::: Provided material :::
PR #37, opened 2015-03-04
Added Unpack Transformer

Thrandis:
Hey Bart,
Here is my CCW for this week! Dima had already implemented this class, so I reused his code. It is not the solution you proposed, so I hope it will be ok!
Let me know if I need to change something.
César

### DIFF
--- a/fuel/transformers/__init__.py
+++ b/fuel/transformers/__init__.py
@@ -258,6 +258,33 @@ class Batch(Transformer):
         return tuple(numpy.asarray(source_data) for source_data in data)
 
 
+class Unpack(Transformer):
+    """Unpacks batches to compose a stream of examples.
+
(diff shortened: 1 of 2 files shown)


bartvm:
Did you try my suggested method? The reason I prefer that one is because it results in (a) less code and (b) less function calls. It should just be

```python
class Unpack(Transformer):
    def get_epoch_iterator(self):
        return chain.from_iterable(self.data_stream.get_epoch_iterator())
```

Thrandis:
Yes, but for some reason it returned only one example form each batch!

bartvm:
Ah, that makes sense actually. You would end up doing something more complicate I guess, like `chain.from_iterable(imap(chain.from_iterable, imap(izip, self.data_stream.get_epoch_iterator())))`. No idea whether that actually works, but it gets so illegible we might as well stick with this approach :)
:::
Problem details: Transcribe every entry in the listing, word for word.

Your response:
PR #37, opened 2015-03-04
Added Unpack Transformer

Thrandis:
Hey Bart,
Here is my CCW for this week! Dima had already implemented this class, so I reused his code. It is not the solution you proposed, so I hope it will be ok!
Let me know if I need to change something.
César

### DIFF
--- a/fuel/transformers/__init__.py
+++ b/fuel/transformers/__init__.py
@@ -258,6 +258,33 @@ class Batch(Transformer):
         return tuple(numpy.asarray(source_data) for source_data in data)
 
 
+class Unpack(Transformer):
+    """Unpacks batches to compose a stream of examples.
+
(diff shortened: 1 of 2 files shown)


bartvm:
Did you try my suggested method? The reason I prefer that one is because it results in (a) less code and (b) less function calls. It should just be

```python
class Unpack(Transformer):
    def get_epoch_iterator(self):
        return chain.from_iterable(self.data_stream.get_epoch_iterator())
```

Thrandis:
Yes, but for some reason it returned only one example form each batch!

bartvm:
Ah, that makes sense actually. You would end up doing something more complicate I guess, like `chain.from_iterable(imap(chain.from_iterable, imap(izip, self.data_stream.get_epoch_iterator())))`. No idea whether that actually works, but it gets so illegible we might as well stick with this approach :)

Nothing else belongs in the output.